Exercise brief:
Beginning with the line containing "--- a/js/src/css/shared/_gutenberg-components.scss" and ending with the last line of the entries below, copy each line exactly and nothing else.

[Opening Source data section]

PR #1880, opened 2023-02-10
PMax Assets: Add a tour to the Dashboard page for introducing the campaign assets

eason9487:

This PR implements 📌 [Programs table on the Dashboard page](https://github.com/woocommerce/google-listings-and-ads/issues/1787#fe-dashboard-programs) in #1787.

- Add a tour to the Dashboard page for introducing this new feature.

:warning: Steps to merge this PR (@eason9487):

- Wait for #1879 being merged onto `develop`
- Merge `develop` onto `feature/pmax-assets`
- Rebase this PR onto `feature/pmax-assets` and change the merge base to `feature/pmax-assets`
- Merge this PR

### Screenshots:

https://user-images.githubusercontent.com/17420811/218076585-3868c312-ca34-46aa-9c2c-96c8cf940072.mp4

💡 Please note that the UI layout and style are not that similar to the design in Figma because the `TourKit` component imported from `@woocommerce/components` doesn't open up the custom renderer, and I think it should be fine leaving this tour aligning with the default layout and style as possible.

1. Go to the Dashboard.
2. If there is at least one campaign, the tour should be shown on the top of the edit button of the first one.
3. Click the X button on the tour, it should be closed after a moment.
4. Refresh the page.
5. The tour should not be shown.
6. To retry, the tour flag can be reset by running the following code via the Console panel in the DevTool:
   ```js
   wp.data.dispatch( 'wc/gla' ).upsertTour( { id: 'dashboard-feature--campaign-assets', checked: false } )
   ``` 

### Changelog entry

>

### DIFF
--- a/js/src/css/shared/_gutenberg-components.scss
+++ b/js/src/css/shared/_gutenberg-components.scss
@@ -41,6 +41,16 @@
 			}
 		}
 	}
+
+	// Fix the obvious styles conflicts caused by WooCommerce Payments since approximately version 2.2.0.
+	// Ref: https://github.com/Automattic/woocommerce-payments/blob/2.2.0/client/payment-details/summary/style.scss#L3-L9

[Closing Source data section]

Task result:
--- a/js/src/css/shared/_gutenberg-components.scss
+++ b/js/src/css/shared/_gutenberg-components.scss
@@ -41,6 +41,16 @@
 			}
 		}
 	}
+
+	// Fix the obvious styles conflicts caused by WooCommerce Payments since approximately version 2.2.0.
+	// Ref: https://github.com/Automattic/woocommerce-payments/blob/2.2.0/client/payment-details/summary/style.scss#L3-L9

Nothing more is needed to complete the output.